Take the records underneath and set them down exactly.

Source records:
# # # # # # #

PR #2597, opened 2019-07-13
Various Travis configuration updates

ewanmellor:
Replace all the JDK versions used on Travis, since Travis and Oracle have EOL'd the previous versions.

    openjdk7 -> openjdk10
    openjdk8 -> openjdk11
    oraclejdk8 -> oraclejdk11

Change the Linux C# tests on Travis to use the current version of Mono (5.20.1.19 at the moment) instead of an ancient snapshot (3.12.1) that no longer exists.  This also means that the Mono build will match the Travis worker (running xenial) instead of being a version built for wheezy.

Change the Linux C++ tests on Travis to use Trusty.  This is what we've been using historically, but Travis switched the default Linux to Xenial in May 2019.  Put it back to Trusty, because the build currently doesn't work on Xenial at the moment :-(

Remove .travis/before-install-linux-{cpp,java,python2,python3}.sh, and remove some lines from before-install-linux-{javascript,go}.sh.  These contained apt commands for configuring the Mono project's GPG key, which is not used in any of these builds, and pointless apt-get update calls.

### DIFF
--- a/.travis.yml
+++ b/.travis.yml
@@ -20,7 +20,7 @@ matrix:
   include:
     - os: linux
       compiler: clang
-      jdk: openjdk7
+      jdk: openjdk10
       env:
         - TARGET=cpp
         - CXX=g++-5
@@ -37,7 +37,7 @@ matrix:
             - clang-3.7
     - os: linux
       compiler: clang
-      jdk: openjdk7
+      jdk: openjdk10
       env:
         - TARGET=cpp
         - CXX=g++-5
@@ -54,7 +54,7 @@ matrix:
             - clang-3.7
     - os: linux
       compiler: clang
-      jdk: openjdk7
+      jdk: openjdk10
       env:
         - TARGET=cpp
         - CXX=g++-5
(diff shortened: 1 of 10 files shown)


ericvergnaud:
Hi,
as we speak, we guarantee java7 compatibility.
Just because it's EOL'd by Oracle only means you have to pay for support, not that people have stopped using it.
I don't have a problem using jdk11 to build, but not comfortable dropping Java7 validation altogether.

ewanmellor:
@ericvergnaud Right, but support for our current matrix has been withdrawn by Travis, so it simply doesn't work any more (look at all the recent errored builds).  We have to change something.

We should be reasonable about what we do on a public free service like Travis, so we can't expand the matrix indefinitely.  What we're doing at the moment is testing JDK 7 but not testing JDK 10 or JDK 11, and that is not sensible.

Don't forget, this test matrix is only what applies to the Antlr bleeding-edge development.  If someone is willing to run on an EOL JDK on an EOL operating system, then they can use a prior release of Antlr too.  It's not reasonable to expect a volunteer project like this to have a wider support window than Oracle.

ericvergnaud:
Mmmm… the test matrix is what applies to the release process, which includes bug fixes.
We release on green builds, and there is no other build.
We cannot claim that we support JDK7 if we no longer test it.
We cannot drop it without checking with our user base.
Suggest we drop oracle JDK altogether, keep openJDK7 and openJDK11, seems reasonable to expect that if it works for these it also works for intermediate versions.

ewanmellor:
Or we drop official JDK 7 support, and tell anyone who needs it to use Antlr 4.7.2.  It is 2011-vintage software.  It is unreasonable for us to support it when no-one else is doing so.

ericvergnaud:
Not sure what 'us' means here. The Java target is supported by Terence only.
It would have to be his decision. Don't underestimate the inertia in certain sectors.
At my place (a global bank), nobody is using Java 9 yet.
@parrt what do you think?

ewanmellor:
This “global bank” is welcome to come and dedicate some resources to this project. As it stands, no tests have passed for two months and no one has done anything about it.

Ewan.

On Jul 13, 2019, at 19:36, ericvergnaud <notifications@github.com<mailto:notifications@github.com>> wrote:


Not sure what 'us' means here. The Java target is supported by Terence only.
It would have to be his decision. Don't underestimate the inertia in certain sectors.
At my place (a global bank), nobody is using Java 9 yet.
@parrt<https://github.com/parrt> what do you think?

ericvergnaud:
'global personal time' has submitted PR #2598 which adresses your concern.
This buys us time to discuss jdk7 support.
I'm all for adding jdk11.
I am vehemently opposed to dropping jdk8.

parrt:
I agree that tests should pass! :)  No point in forcing latest version of java unless we change the software in a way that needs > 7. I'm still using 8 I think :)  I'll jump over to @ericvergnaud 's PR now.

ewanmellor:
Closing.  Superceded by #2598 and #2599.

# # # # # # #

OUTPUT OF THE TASK:
PR #2597, opened 2019-07-13
Various Travis configuration updates

ewanmellor:
Replace all the JDK versions used on Travis, since Travis and Oracle have EOL'd the previous versions.

    openjdk7 -> openjdk10
    openjdk8 -> openjdk11
    oraclejdk8 -> oraclejdk11

Change the Linux C# tests on Travis to use the current version of Mono (5.20.1.19 at the moment) instead of an ancient snapshot (3.12.1) that no longer exists.  This also means that the Mono build will match the Travis worker (running xenial) instead of being a version built for wheezy.

Change the Linux C++ tests on Travis to use Trusty.  This is what we've been using historically, but Travis switched the default Linux to Xenial in May 2019.  Put it back to Trusty, because the build currently doesn't work on Xenial at the moment :-(

Remove .travis/before-install-linux-{cpp,java,python2,python3}.sh, and remove some lines from before-install-linux-{javascript,go}.sh.  These contained apt commands for configuring the Mono project's GPG key, which is not used in any of these builds, and pointless apt-get update calls.

### DIFF
--- a/.travis.yml
+++ b/.travis.yml
@@ -20,7 +20,7 @@ matrix:
   include:
     - os: linux
       compiler: clang
-      jdk: openjdk7
+      jdk: openjdk10
       env:
         - TARGET=cpp
         - CXX=g++-5
@@ -37,7 +37,7 @@ matrix:
             - clang-3.7
     - os: linux
       compiler: clang
-      jdk: openjdk7
+      jdk: openjdk10
       env:
         - TARGET=cpp
         - CXX=g++-5
@@ -54,7 +54,7 @@ matrix:
             - clang-3.7
     - os: linux
       compiler: clang
-      jdk: openjdk7
+      jdk: openjdk10
       env:
         - TARGET=cpp
         - CXX=g++-5
(diff shortened: 1 of 10 files shown)


ericvergnaud:
Hi,
as we speak, we guarantee java7 compatibility.
Just because it's EOL'd by Oracle only means you have to pay for support, not that people have stopped using it.
I don't have a problem using jdk11 to build, but not comfortable dropping Java7 validation altogether.

ewanmellor:
@ericvergnaud Right, but support for our current matrix has been withdrawn by Travis, so it simply doesn't work any more (look at all the recent errored builds).  We have to change something.

We should be reasonable about what we do on a public free service like Travis, so we can't expand the matrix indefinitely.  What we're doing at the moment is testing JDK 7 but not testing JDK 10 or JDK 11, and that is not sensible.

Don't forget, this test matrix is only what applies to the Antlr bleeding-edge development.  If someone is willing to run on an EOL JDK on an EOL operating system, then they can use a prior release of Antlr too.  It's not reasonable to expect a volunteer project like this to have a wider support window than Oracle.

ericvergnaud:
Mmmm… the test matrix is what applies to the release process, which includes bug fixes.
We release on green builds, and there is no other build.
We cannot claim that we support JDK7 if we no longer test it.
We cannot drop it without checking with our user base.
Suggest we drop oracle JDK altogether, keep openJDK7 and openJDK11, seems reasonable to expect that if it works for these it also works for intermediate versions.

ewanmellor:
Or we drop official JDK 7 support, and tell anyone who needs it to use Antlr 4.7.2.  It is 2011-vintage software.  It is unreasonable for us to support it when no-one else is doing so.

ericvergnaud:
Not sure what 'us' means here. The Java target is supported by Terence only.
It would have to be his decision. Don't underestimate the inertia in certain sectors.
At my place (a global bank), nobody is using Java 9 yet.
@parrt what do you think?

ewanmellor:
This “global bank” is welcome to come and dedicate some resources to this project. As it stands, no tests have passed for two months and no one has done anything about it.

Ewan.

On Jul 13, 2019, at 19:36, ericvergnaud <notifications@github.com<mailto:notifications@github.com>> wrote:


Not sure what 'us' means here. The Java target is supported by Terence only.
It would have to be his decision. Don't underestimate the inertia in certain sectors.
At my place (a global bank), nobody is using Java 9 yet.
@parrt<https://github.com/parrt> what do you think?

ericvergnaud:
'global personal time' has submitted PR #2598 which adresses your concern.
This buys us time to discuss jdk7 support.
I'm all for adding jdk11.
I am vehemently opposed to dropping jdk8.

parrt:
I agree that tests should pass! :)  No point in forcing latest version of java unless we change the software in a way that needs > 7. I'm still using 8 I think :)  I'll jump over to @ericvergnaud 's PR now.

ewanmellor:
Closing.  Superceded by #2598 and #2599.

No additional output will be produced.